An inner-to-outer world manifestation of potent inflammation came from the non-stop vetting of my surroundings for danger, along with the surroundings of those around me for any potential safety concerns behind them. I was infuriated because I couldn’t turn it off or explain the idea to anyone, except for the god that was in or behind my mind. This inner cry for help was being heard by something powerful in the far background, otherwise, I wouldn’t be here today. After years of ongoing biochemical and neurochemical fluctuations that altered every aspect of me, while the majority of people in my life had no idea (and they still don’t at the time of me writing this), there’s no doubt something finally answered my call.
Odd Help From Abroad?
After toying with death on more than a few occasions, I soon realised… “Hey, I’m equipped with things way beyond my comprehension. I was born with a built-in sorcery system and somehow its next level activated to help me out of most of my predicament.”
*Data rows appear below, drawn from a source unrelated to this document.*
Issue #533, opened 2016-10-20
Scalafmt does not format sources in shared when using Scala.js crossproject


mdedetrich:
**Version**: 0.4.7
**Integration**: SBT 0.13.12
**Configuration**: 
```
style = defaultWithAlign
maxColumn = 120
```

There seems tobe an issue with scala.js crossprojects (i.e. projects based off https://github.com/scala-js/scalajs-cross-compile-example). If you are using a crossproject and have this in your standard `build.sbt`

```scala
scalafmtConfig in ThisBuild := Some(file(".scalafmt.conf"))
```

Then scalafmt won't actually format any sources in your `shared` folder. It will only format the files in the `jvm`/`js` folders

olafurpg:
Hmmm. This is annoying. I've kind of given up on figuring out how to use SBT settings to decide which files to format. It seems the SBT build landscape is too heterogeneous to make it work consistently well.

My strategy for 0.5 is to extract the project model from VCS and let users define which extra files to exclude/include in `.scalafmt.conf`. There's already git support in the 0.4.7 CLI and we are using that in scalameta/paradise, see [here](https://github.com/scalameta/paradise/blob/master/.drone.yml#L7). So far, it works great, but I would love to replace the bash script with something cleaner.

sjrd:
That sounds strange. scalafmt correctly grabs the list of source directories to process from `unmanagedSourceDirectories in Compile` ([here](https://github.com/olafurpg/scalafmt/blob/master/scalafmtSbt/src/main/scala/org/scalafmt/sbt/ScalaFmtPlugin.scala#L100)), and `CrossProject` precisely adds the shared sources in `unmanagedSourceDirectories in Compile` ([here](https://github.com/scala-js/scala-js/blob/master/sbt-plugin/src/main/scala/org/scalajs/sbtplugin/cross/CrossProject.scala#L316)).

What does the following display in your build:

    > show projectJVM/compile:unmanagedSourceDirectories

and

    > show projectJVM/compile:hasScalafmt::sourceDirectories

?

mdedetrich:
I am actually thinking right now that it may have been an issue with sbt not correctly picking up a change `.scalafmt.conf` and hence not formatting the shared directory (it was a project which only has sources in `shared` and nowhere else) so it may be a false alarm, let me confirm this

mdedetrich:
Okay, false alarm, I did a `clean` in sbt and its now working. It appears that sbt didn't initially pick up a change `.scalafmt`

PR #578, opened 2016-11-05
Remove redundant braces in enumerator guard conditions

ShaneDelmore:
Implements rewrite requested in #533

### DIFF
--- a/core/src/main/scala/org/scalafmt/rewrite/RedundantParens.scala
+++ b/core/src/main/scala/org/scalafmt/rewrite/RedundantParens.scala
@@ -1,0 +1,31 @@
+package org.scalafmt.rewrite
+
+import scala.meta.Tree
+import scala.meta._
+import scala.meta.tokens.Token.{LeftParen, RightParen}
+
+object RedundantParens extends Rewrite {
+
+  def isWrappedInParens(tokens: Tokens): Boolean =
+    tokens.nonEmpty && tokens.head.is[LeftParen] && tokens.last.is[RightParen]
+
+  override def rewrite(code: Tree, ctx: RewriteCtx): Seq[Patch] = {
+    val builder = Seq.newBuilder[Patch]
+
+    code.collect {
+      case g: Enumerator.Guard =>
+        val tokens: Tokens = g.cond.tokens
+        if (isWrappedInParens(tokens)) {
+          val openParensCount = tokens.segmentLength(_.is[LeftParen], 0)
+          val closeParensCount = tokens.reverse.segmentLength(_.is[RightParen], 0)
+          val parensToRemoveCount = Math.min(openParensCount, closeParensCount)
+          val leftSegment: Tokens = tokens.slice(0, parensToRemoveCount)
+          val rightSegment: Tokens = tokens.slice(tokens.length - parensToRemoveCount, tokens.length)
+          builder += Patch(leftSegment.head, leftSegment.last, "")
+          builder += Patch(rightSegment.head, rightSegment.last, "")
+        }
+    }
+
+    builder.result()
+  }
+}
--- a/core/src/test/resources/rewrite/RedundantParens.stat
+++ b/core/src/test/resources/rewrite/RedundantParens.stat
@@ -1,0 +1,33 @@
+rewrite.rules = [RedundantParens]
+<<< basic
+object a {
+  def c(b: List[Int]): List[Int] =
+    for {
+      a <- b
+      if ((a))
+    } yield a
+}
+>>>
+object a {
+  def c(b: List[Int]): List[Int] =
+    for {
+      a <- b
+      if a
+    } yield a
+}
+<<< imbalanced sides
+object a {
+  def c(b: List[Int]): List[Int] =
+    for {
+      a <- b
+      if ((b ++ b).length >= 2)
+    } yield a
+}
+>>>
+object a {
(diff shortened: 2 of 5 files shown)


ShaneDelmore:
Are there settings or documentation that I should add with this PR?

olafurpg:
Thanks for this contribution! Quick answer about docs, please add a section under "rewrites" in Configuration . scalatex, same as for RedundantBraces. For configuration, you've already correctly added the rewrite in Rewrite.scala :)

A prime directive to survive stronger influences within the community (and inside my head) enacted deeper functions, which also widened my net of observation, thereby fine-tuning my sensitivity for the sake of integrating back into the community. Don’t ask me how, precisely, but I would somehow gear up and call upon various mediums from both within the gates and beyond. Until one day, I finally made my way to where I am now, being a somewhat sane person with a smaller chip on his shoulder.
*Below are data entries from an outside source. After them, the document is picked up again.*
PR #588, opened 2016-11-14
[WIP] Diff formatting

olafurpg:
This PR introduces a new feature called "diff formatting". With `scalafmt --diff`, you only format the lines that are touched by a diff. Examples

```shell
# via stdin
$ git diff -U0 master | scalafmt --diff --stdin
... # writes to files
$ svn diff --diff-cmd=diff -x-U0 | scalafmt --diff --stdin # untested, but should work
# via configuration
$ cat .scalafmt.conf
project.git = true
project.baseBranch = master
$ scalafmt --diff
... # writes to file
```

Use cases:
* Interactive IDE setting in a codebase that's not formatted with scalafmt. You could reformat a subsection you edited.
* (hypothetical) gradually introduce scalafmt into a project, or allow a subset of developers to use scalafmt in a codebase (caveat below)
* faster formatting (although nice, I wouldn't call it a selling feature unless for maybe huge source files).

Caveats:
* in a partially formatted codebase, scalafmt may still introduce unnecessarily large diffs. Example

```diff
// line limit    |
-  class Foo extends A with B with C
+  class Foo extends A with B with C with D
// after formatting
class Foo
    extends A
    with B
    with C
    with D
```
A blank enforcement of diff formatting might therefore be unwanted.

Challenges:
* need to guarantee that formatting a sequence of diffs will always produce the same output as formatting everything all the time.

Opening this PR to collect feedback. I would like to get this feature ready for 0.5.

TODOs:
- [x] handle indent for `Case`
- [x] handle indent for `Term.Lambda`
- [ ] setup test that goes through git repo history and formats diff on every commit. Assert the output is identical to formatting the entire project on every commit.
- [ ] select chains
- [ ] large config style lists

### DIFF
--- a/cli/src/main/scala/org/scalafmt/cli/Cli.scala
+++ b/cli/src/main/scala/org/scalafmt/cli/Cli.scala
@@ -189,14 +189,14 @@ object Cli {
       case Formatted.Success(formatted) =>
         inputMethod.write(formatted, input, options)
       case Formatted.Failure(e) =>
-        if (options.config.runner.fatalWarnings) {
-          throw e
-        } else {
-          logger.elem(options.config.runner.fatalWarnings)
-          options.common.err.println(
-            s"${LogLevel.warn} Error in ${inputMethod.filename}: $e"
-          )
-        }
+      if (options.config.runner.fatalWarnings) {
+        throw e
+      } else {
+        logger.elem(options.config.runner.fatalWarnings)
+        options.common.err.println(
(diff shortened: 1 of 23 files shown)


olafurpg:
This is blocked by https://github.com/olafurpg/scalafmt/issues/140

olafurpg:
0.5 made big progress on config argument lists, so this PR is somewhat closer to being ready. However, I'm a bit busy with other tasks at the moment so I'm gonna close this PR.

PR #594, opened 2016-11-18
Add indentYieldKeyword setting, fixes #592.

### LINKED ISSUE #592: Indent `yield` at same level as `for`
Scalafmt:
```scala
object Bar {
  for (x <- Nil)
    yield 2
}
```

```scala
object Bar {
  for (x <- Nil)
  yield 2
}
```

From gitter: https://gitter.im/olafurpg/scalafmt?at=582ec607e51081951edf151b

> for symmetry with if/else or try/catchs which seem to format like the former rather than the latter

olafurpg:


olafurpg:
Note, this PR breaks the expected behavior explained here https://github.com/olafurpg/scalafmt/issues/592#issuecomment-261499437

This needs more work

PR #1740, opened 2020-02-24
FormatOps: use TreeMap for exclude range checking

kitbellew:


kitbellew:
benchmark shows minimal improvement, let's skip for now.

Issue #1410, opened 2019-04-25
trailing commas "always" does not respect function arity


russwyte:
This template is a guideline, not a strict requirement.
- **Version**: 2.0.0-RC6
- **Integration**: IntelliJ
- **Configuration**:
```
version = 2.0.0-RC6

align = true

maxColumn = 120

rewrite.rules = [RedundantBraces]

rewrite.redundantBraces.stringInterpolation = true

newlines.alwaysBeforeMultilineDef = true

newlines.alwaysBeforeTopLevelStatements = true

trailingCommas = always

```

## Steps

Given code like this:
```scala
   case Scrolled(key) =>
      resultFor(key) { rts =>
        rts.viewport.fold(noChange) { v =>
          val l = v.top(rts)
          effectOnly(
            Effect.action(
              ActionBatch(
                UpdateReaderState(rts.copy(scrollY = v.scrollY, location = l)),
                FindPageNumber(key)
              )
            )
          )
        }
      }
```

When I run scalafmt like this:

```bash
scalafmt
```

## Problem

Scalafmt formats code like this:
```scala
    case Scrolled(key) =>
      resultFor(key) { rts =>
        rts.viewport.fold(noChange) { v =>
          val l = v.top(rts)
          effectOnly(
            Effect.action(
              ActionBatch(
                UpdateReaderState(rts.copy(scrollY = v.scrollY, location = l)),
                FindPageNumber(key),
              ),
            ),
          )
        }
      }
```

## Expectation

I would like the formatted output to look like this:
```scala
    case Scrolled(key) =>
      resultFor(key) { rts =>
        rts.viewport.fold(noChange) { v =>
          val l = v.top(rts)
          effectOnly(
            Effect.action(
              ActionBatch(
                UpdateReaderState(rts.copy(scrollY = v.scrollY, location = l)),
                FindPageNumber(key),
              )
            )
          )
        }
      }
```

## Workaround

I haven't found any workaround.
## Notes

It seems like trailing commas "always" configuration should respect function/method arity - otherwise it looks like every function/ethod is a var-arg function/method.

russwyte:
In the example above effectOnly and Effect.action can only ever take one argument each - it makes no sense to have comma there. That could be very confusing to developers looking at the source code - even if it does compile. It seems we should only use trailing commas where we can actually pass var-args.

russwyte:
[...]

PR #1745, opened 2020-02-26
FormatOps: find the exact param group for each "("

kitbellew:
Rather than returning the concatenation of all parameter groups, return the specific one.

With that, we can now definitively determine the number of arguments in the specific parameter group, rather than the total number across all groups as we did before. That is, in
```
      def f(a: Int)(b: String, c: Boolean): Unit
```
we used to return 3 in getApplyArgs for both `(`, but would now return 1 and 2, respectively.

`scala-repos` diffs: https://github.com/kitbellew/scala-repos/commit/68a90df4556bfa220ac81d57b301e1aecad35ed2?w=1


kitbellew:
@olafurpg @tanishiking @poslegm PTAL. this is needed to address #1362 and #1410.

And if it weren’t for my previous clandestine skills that kicked off at 8 years old, I definitely wouldn’t be here Mindlessing with you today. So I have to thank God for that. Although, if I hadn’t the need for all the secrecy earlier, I would be on another course altogether. Fortunately, my god encourages constructive criticism from me. He wants me to question things when I feel the need, which is essentially how I’ve evolved into who I am today.